Lewicowiec od urodzenia
Henning Mankell, autor kryminalnych bestsellerów, nieprzypadkowo znalazł się na zaatakowanym przez izraelskich komandosów statku z pomocą dla Strefy Gazy – pisze dziennikarka „Rzeczpospolitej”
Kiedy ktoś mówi o solidarności, musi być świadomy, że los kształtuje się poprzez działanie. Działając, udowadniamy, że jesteśmy gotowi popierać to, co uznajemy za ważne – mówił Henning Mankell w czwartek w szwedzkim radiu, tłumacząc, dlaczego udaje się na Bliski Wschód. Chciał pokazać, że jego zaangażowanie na rzecz Palestyńczyków nie jest gołosłowne. W niedzielę na pokładzie małej jednostki, po 48 godzinach utarczek z cypryjską policją, dołączył do Flotylli Wolności.
– Gdyby Henning wiedział, co się tam stanie, i tak by to zrobił. Ale trudno zrozumieć, że tak dużo ludzi zginęło – mówiła żona pisarza. Eva Bergman, córka słynnego reżysera Ingmara Bergmana, wraz z tysiącami innych osób uczestniczyła w proteście przeciwko atakowi komandosów na statki Flotylli Wolności na placu Sergelsa w Sztokholmie.
Rzecznik szwedzkiego MSZ zaprzeczył pogłoskom, jakoby Mankell został ranny podczas akcji.
Przeciwko pomarańczom
„Kiedy miałem 13 lat, pierwszy raz wziąłem udział w politycznej manifestacji.

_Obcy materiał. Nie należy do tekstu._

PR #2816, opened 2026-07-24
Combine prior block incremental map reads during backup.

dwsteele:
During a block incremental backup, each file based on a prior backup reads that backup's block map to determine which blocks have changed. Previously each map was read with its own open and read, which is slow against an object store where every read is a separate round trip.

Order the files so the prior maps are laid out in read order and read them all through a single StorageReadMulti, combining many small reads into one sequential pass. Adjacent maps can be read over so they are fetched together.

Files are ordered at two levels. The process queue orders bundled files to mirror the prior backup they reference (by reference, then bundle id, then offset). Within a backup job the files are ordered block incremental first (by prior map file, then map offset) and then whole files by size, which keeps the maps together and in order and places the smallest whole files nearest them. Keeping files in the same relative order from one backup to the next also lets the same read pattern benefit future backup and restore.

The backupFileComparator() test shim places pg_control at the end of the bundle because its contents vary by architecture and would otherwise shift bundle offsets, making test output non-reproducible across architectures.

NOTE: An alternative to the above would be to always exclude pg_control from bundling. The advantage is it would make pg_control easier to get at for debugging, the disadvantage would be another small file in the repo. On the other hand the shim is test-only, it is just a little awkward the way it modifies the test output.

---

For performance testing 10K small tables were created in a fresh cluster against real S3. A full backup was made with block incremental enabled, half of the tables were modified, then a diff backup was made. Every other table was modified to make the worst case scenario for diff backup. Below is the average of three runs.

|     OPERATION           |  MAIN  | BRANCH | BRANCH RO OFF | BRANCH RO OFF PF 16 |
| ----------------------- | -----: | -----: | ------------: | ------------------: |
| FULL BACKUP             |   9.5s |   9.2s |             - |                   - |
| DIFF BACKUP             | 288.1s |   7.3s |         87.8s |               30.2s |

Diff backup performance for block incremental is significantly improved. The HTTP statistics from the local process show why:
```
MAIN statistics: {"http.client":{"total":2},"http.close":{"total":50},"http.request":{"total":5004},"http.retry":{"total":3},"http.session":{"total":54}}
BRANCH statistics: {"http.client":{"total":2},"http.request":{"total":12},"http.session":{"total":3}}
```

Even with read over disabled it does pretty well and even better when prefetch is increased.

The full backup is unchanged and is not actually faster in this branch. Since this was run against real S3 there was some variation. I did other runs were main was slightly faster.


dAdAbird (approved):
LGTM!

src/command/backup/file.c.inc
hunleyd, line 1: the loop that adds prior block-map reads to biMapRead and the loop that later drains them in FIFO order via ioCopyP each re-derive the same three-part eligibility condition independently. Nothing ties them together, so an edit to one condition without the other would silently desync which bytes go to which file, with no error until a checksum mismatch downstream.
Maybe something like:
```
+// Is a prior block incremental map needed for this file? Shared by the loop that adds maps to biMapRead and the loop that later
  +// reads them back out of it, so the two loops cannot drift out of the lockstep order biMapRead depends on.
  +static bool
  +backupFileBlockIncrMapNeeded(const BackupFileResult *const fileResult, const BackupFile *const file)
  +{
  +    FUNCTION_TEST_BEGIN();
  +        FUNCTION_TEST_PARAM(BOOL, fileResult->backupCopyResult == backupCopyResultCopy);
  +        FUNCTION_TEST_PARAM(SIZE, file->blockIncrSize);
  +        FUNCTION_TEST_PARAM(STRING, file->blockIncrMapPriorFile);
  +    FUNCTION_TEST_END();
  +
  +    FUNCTION_TEST_RETURN(
  +        BOOL,
  +        fileResult->backupCopyResult == backupCopyResultCopy && file->blockIncrSize != 0 && file->blockIncrMapPriorFile != NULL);
  +}
  +
   static List *
   backupFile(
   ...
                   // If block incremental file will be copied add block map to the read
  -                if (fileResult->backupCopyResult == backupCopyResultCopy && file->blockIncrSize != 0 &&
  -                    file->blockIncrMapPriorFile != NULL)
  +                if (backupFileBlockIncrMapNeeded(fileResult, file))
                   {
   ...
                           // Read prior block map
                           Buffer *blockMap = NULL;

  -                        if (file->blockIncrMapPriorFile != NULL)
  +                        if (backupFileBlockIncrMapNeeded(fileResult, file))
                           {
```

src/command/backup/process.c.inc
hunleyd, line 1: backupFileComparator and backupProcessQueueComparator have the same "preserve prior-backup locality" policy on two different structs but don't reference each other. Add a comment to both?
```
--- a/src/command/backup/protocol.c
  +++ b/src/command/backup/protocol.c
  @@ header comment for backupFileComparator
   The rationale for each ordering step is in the inline comments below.
  +
  +This is the within-job counterpart to backupProcessQueueComparator() in process.c.inc, which orders files across queues by the
  same
  +prior-backup locality (reference, then bundle id, then bundle offset) before jobs are assembled. The two comparators sort
  different
  +structs (BackupFile here vs ManifestFile there) at different stages and cannot share code, but both exist to preserve the same
  +read-locality property end to end, so a change to one ordering rule should be checked against the other.
   **********************************************************************************************************************************
  */
```
```
--- a/src/command/backup/process.c.inc
  +++ b/src/command/backup/process.c.inc
  @@ header comment for backupProcessQueueComparator
   // lets block incremental map reads (and reads of whole files in prior bundles) run in sequence rather than seeking back and
  forth.
  +//
  +// This is the across-queue counterpart to backupFileComparator() in protocol.c, which orders files within a single job by the
  same
  +// prior-backup locality once they reach the remote process. See that comparator's header comment for the full picture.
   static const Manifest *backupProcessQueueComparatorManifest = NULL;
```

hunleyd (approved):
approving with comments

src/command/backup/file.c.inc
dwsteele: We can't rid of the first two parts of the second comparison because they are required to route the non-BI path. So it really just replaces file->blockIncrMapPriorFile != NULL with the function, including two conditions that we already know to be true. I prefer it as is for keeping the conditions in the path of execution where I can see them

src/command/backup/process.c.inc
dwsteele: Good idea, done in e4536787b8e0d1.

To było w 1961 roku. Wyszliśmy wtedy na ulice i domagaliśmy się wstrzymania importu pomarańczy z...
Archiwum Rzeczpospolitej to wygodna wyszukiwarka archiwalnych tekstów opublikowanych na łamach dziennika od 1993 roku. Unikalne źródło wiedzy o Polsce i świecie, wzbogacone o perspektywę ekonomiczną i prawną.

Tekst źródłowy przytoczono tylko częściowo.